Como Vd. bien dice la posibilidad que se me ofrece de "ESCUCHAR" la verdad de mi vida o sea mi pecado y aceptar esa oferta de aniquilación del mal en mí, me lleva a arrepentirme e implorar el perdón; entonces la misericordia de Dios se derrama sobre mi y Él me hace justo.

Querido Palladio, el mal está dentro de nosotros, no fuera.

RockyMarciano dijo...

Excelente serie de comentarios. Me gustaría resaltar este párrafo:

... ¿No sería lo ideal un rey que juzgara entre el bien y el mal y pudiera sanar el corazón enfermo? Si fuera así, si yo tuviera la posibilidad de escuchar, a la par de la verdad sobre mi vida, la oferta de la aniquilación del mal que, por mis decisiones, he hecho propio y, al hacerlo mío, me he hecho uno con él; si además aceptara ese don del rey, entonces habría desaparecido de la Ciudad del Señor un malvado.

En efecto, ese Rey es el que ha nacido en Belén, ha muerto en la cruz, ha resucitado y ha recibido en el Paraíso al buen ladrón.

Pero ¿cómo preparamos su venida durante el Adviento? ¿Cómo concretamente... cuando palpamos nuestra indigencia y en la medida que lo hacemos, podemos apoyarnos en la posibilidad de todas nuestras posibilidades que es Dios?

Me temo que todo el análisis ha sido algo teórico, que el autor (y este lector) puede estar en posesión de claves interpretativas, posibles consejos, propósitos... que no se ha decidido (no me decido) a proponer a otros. Yo casi no me los propongo a mí mismo.

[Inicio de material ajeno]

PR #3330, opened 2022-10-18
Use release timestamps from chart instead of current time

divolgin:

Uses timestamps from charts info rather than hardcoded time.Now values.

Fixes #

```release-note
* Fixes an issue that causes Released timestamp to be the same for all releases on the [version history](/enterprise/updating-apps#update-an-application-in-the-admin-console) page in [Helm managed mode (Alpha)](/vendor/helm-install).
```

### DIFF
--- a/pkg/helm/updates.go
+++ b/pkg/helm/updates.go
@@ -25,6 +25,7 @@ import (
 	storetypes "github.com/replicatedhq/kots/pkg/store/types"
 	"github.com/replicatedhq/kots/pkg/util"
 	"go.uber.org/zap"
+	"gopkg.in/yaml.v3"
 	helmgetter "helm.sh/helm/v3/pkg/getter"
 	corev1 "k8s.io/api/core/v1"
 	kuberneteserrors "k8s.io/apimachinery/pkg/api/errors"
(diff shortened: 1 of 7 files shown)


pkg/helm/updates.go
```diff
@@ -252,8 +271,40 @@ func GetReplicatedSecretFromUpstreamChartVersion(helmApp *apptypes.HelmApp, lice
...
+	b := valuesData.Bytes()
+	values := struct {
+		Replicated *ReplicatedMeta `yaml:"replicated,omitempty"`
+	}{}
+	err = yaml.Unmarshal(b, &values)
+	if err != nil {
+		return nil, errors.Wrap(err, "failed to decode values.yaml")
+	}
+
+	return values.Replicated, nil
```
cbodonnell, line 294: Is it possible that `values.Replicated` is `nil` here?  If it's possible, it looks like it may panic when passing it to `helm.SetCachedUpdateMetadata(...)` [here](https://github.com/replicatedhq/kots/pull/3330/files#diff-5312bb96f485723d97db2688be857c2730d95bb339425202e587e69e4d8e4f66R467).

cbodonnell (dismissed):

pkg/helm/updates.go
divolgin: yep, updated!

cbodonnell (approved):

PR #3335, opened 2022-10-19
Use rqlite instead of Postgres

sgalsaleh:

Replaces Postgres with rqlite because:

- rqlite supports data replication at the application layer which removes the need for infrastructure-distributed storage.
- rqlite is more lightweight

Fixes [SC-60222](https://app.shortcut.com/replicated/story/60222/deploy-rqlite-instead-of-postgres-and-migrate-data-from-postgres-to-rqlite)

**New Installs:**

- New installs will deploy and use an instance of rqlite instead of Postgres.

**Upgrades and migration notes:** 

- Postgres's schema is always updated to the most recent version (e.g. currently the schema in KOTS 1.88) before running the migration. This makes the migration process much simpler since there would only be a single permutation for the migration to cover. It also ensures a smoother migration process from older versions of KOTS that have outdated schemas.

- The migration process will only be triggered if Postgres is detected AND the migration did not run previously. This ensures that the migration does not run again even if Postgres still exists in the cluster for some reason after the migration (e.g. KOTS failed to clean up Postgres resources).

- A Postgres instance is detected if the `kotsadm-postgres` secret exists in the cluster with a connection string / URI.

- Postgres resources will be cleaned up and removed from the cluster after a successful upgrade.

- Two migration tests were added:
        - One that tests upgrading from an older version of KOTS (v1.57.0) and ensures the migration runs successfully.
        - A more thorough integration test that validates the integrity of both the schema and the data before and after the migration.

- Timestamps in Postgres are converted to Unix timestamps (integers) when stored in or migrated to rqlite.

- Byte arrays in Postgres are converted to Base64 encoded strings when stored in or migrated to rqlite.

**Other notes:**

- Adds a `kots enable-ha` CLI command that will enable HA mode by scaling up the `kotsadm-rqlite` StatefulSet to `3` replicas and distribute them across different nodes. The command will print an error message if the criteria to enable HA are not met. The criteria right now is having at least `3` nodes in the cluster.

## Steps to reproduce

- Regular KOTS Install. OR:
- Regular KOTS upgrade from an older version.

```release-note

```

https://github.com/replicatedhq/replicated-docs/pull/713


pkg/ha/ha.go
```diff
@@ -0,0 +1,67 @@
...
+)
+
+const (
+	KUBERNETES_HA_MIN_NODE_COUNT = 3
+	RQLITE_HA_NODE_COUNT         = 3
+	REASON_NOT_ENOUGH_NODES      = "not enough nodes to run in HA mode"
+)
+
+func CanRunHA(ctx context.Context, clientset kubernetes.Interface) (bool, string, error) {
+	nodes, err := clientset.CoreV1().Nodes().List(ctx, metav1.ListOptions{})
```
divolgin, line 23: Should we add selectors to match out node affinities? https://github.com/replicatedhq/kots/blob/10b6d379ae2b7ade0e482e3ebbb9fe22709da00e/pkg/kotsadm/objects/affinity_objects.go#L8

pkg/app/app.go
```diff
@@ -1,53 +1,66 @@
...
-	query := `update app set last_update_check_at = $1 where id = $2`
-	_, err := db.Exec(query, t, appID)
+	query := `update app set last_update_check_at = ? where id = ?`
+	wr, err := db.WriteOneParameterized(gorqlite.ParameterizedStatement{
+		Query:     query,
+		Arguments: []interface{}{t.Unix(), appID},
+	})
 	if err != nil {
-		return errors.Wrap(err, "failed to update last_update_check_at")
+		return fmt.Errorf("failed to update last_update_check_at: %v: %v", err, wr.Err)
```
divolgin, line 21: How does RQLite API work:   If `err != nil` then `wr.Err` will also be set?  And will they not contain the same message?

How about
```
errors.Wrapf(err, "failed to update last_update_check_at: %v", wr.Err)
```

pkg/k8sutil/kotsadm.go
```diff
@@ -203,7 +204,54 @@ func WaitForKotsadm(clientset *kubernetes.Clientset, namespace string, timeoutWa
...
 
 		if time.Since(start) > timeoutWaitingForWeb {
-			return "", &kotsadmtypes.ErrorTimeout{Message: "timeout waiting for kotsadm pod"}
+			return "", &types.ErrorTimeout{Message: "timeout waiting for kotsadm pod"}
+		}
+	}
+}
+
+func RestartKotsadm(ctx context.Context, clientset *kubernetes.Clientset, namespace string, timeout time.Duration) error {
+	pods, err := clientset.CoreV1().Pods(namespace).List(context.TODO(), metav1.ListOptions{LabelSelector: "app=kotsadm"})
```
divolgin, line 213: This use `Delete` here with label selector instead of `List` and then there is `WaitForDeploymentReady` (or `calculateDeploymentState`, not sure which is better).

divolgin: And I just saw this this is existing function that was moved, so this is not new.

pkg/store/kotsstore/app_store.go
```diff
@@ -15,6 +14,7 @@ import (
 	"github.com/replicatedhq/kots/pkg/logger"
 	"github.com/replicatedhq/kots/pkg/persistence"
 	troubleshootanalyze "github.com/replicatedhq/troubleshoot/pkg/analyze"
+	"github.com/rqlite/gorqlite"
```
divolgin, line 17: After the fact and not asking for changes, but you could alias `sql "github.com/rqlite/gorqlite"` to have fewer changes in the code :)

pkg/kotsadm/objects/rqlite_objects.go
```diff
@@ -0,0 +1,277 @@
...
+					TargetPort: intstr.FromString("rqlite"),
+				},
+			},
+		},
+	}
+
+	return service
+}
+
+func getRqliteVolumes(deployOptions types.DeployOptions) []corev1.Volume {
```
cbodonnell, line 229: `deployOptions` is not used in this function or the one below this.

pkg/app/app.go
sgalsaleh: This one is odd and that's the best format I was able to come up with. Basically, if there is an error, both `err` and `wr.Err` will be set, but they'll contain different messages, like:

- `err` would be `there were 2 statement errors`
- `wr.Err` would be the actual error, e.g. `syntax error, unexpected )` or something like that.

i tried doing it the way you're suggesting, but the error message ended up weird, like:
```
failed to update: syntax error, unexpected ), there were 2 statement errors
```

but the way i currently have it, it would look a bit better, like:
```
failed to update: there were 2 statement errors: syntax error, unexpected )
```

pkg/k8sutil/kotsadm.go
sgalsaleh: actually, i'll fix it

pkg/store/kotsstore/app_store.go
sgalsaleh: ha, i'll keep that in mind for the next migration!

pkg/k8sutil/kotsadm.go
sgalsaleh: also, it doesn't look like the `Delete` function accepts label selectors

divolgin (approved):

cbodonnell (approved):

¿Cómo aniquila Cristo Rey el mal que he hecho, que ha pasado a formar parte de mi ser? En primer lugar, por el Bautismo, que nos hace hijos de Dios y partícipes de su vida divina.

Y, después, especialmente con los sacramentos de la Penitencia, donde perdona nuestros pecados y nos reconcilia con Dios Padre, y la Eucaristía, donde se actualiza el Sacrificio de la Cruz, con el que nos ha redimido (o sea, rescatado pagando un precio) del pecado y de la muerte.

¿Por qué no preparamos una buena confesión durante este Adviento? Si hace tiempo que no acudimos al sacramento de la Reconciliación, nos llevaremos una gran alegría (que será aun mayor en el cielo).

Y si lo hacemos a menudo, ¿no encontraremos también tiempo para postrarnos ante el trono del Rey -el Sagrario- y pedirle confiadamente que nos haga ver cuáles son las causas de nuestros pecados? ¿Qué afectos desordenados nos negamos a abandonar?

¿No será que tenemos tiempo para todo menos para la oración, para conceder audiencia al Rey humilde que no cesa de decirnos "Mirad que estoy junto a la puerta y llamo: si alguien oye mi voz y me abre, entraré en su casa y cenaremos juntos" (Ap. 3,20)?

¿No será que "teniendo enchufe" con la Reina Madre despreciamos su apoyo, no vaya a ser que nos lleve con Ella al pie de la Cruz y veamos las consecuencias de nuestros pecados?

Pero si Ella es la que se da cuenta de que los novios "No tienen vino" y nos recomienda "Haced lo Él os diga". ¿Vamos a seguir bebiendo vino mediocre o queremos cenar con el Rey y embriagarnos del "buen vino guardado para el final" (Jn. 2, 3-10)?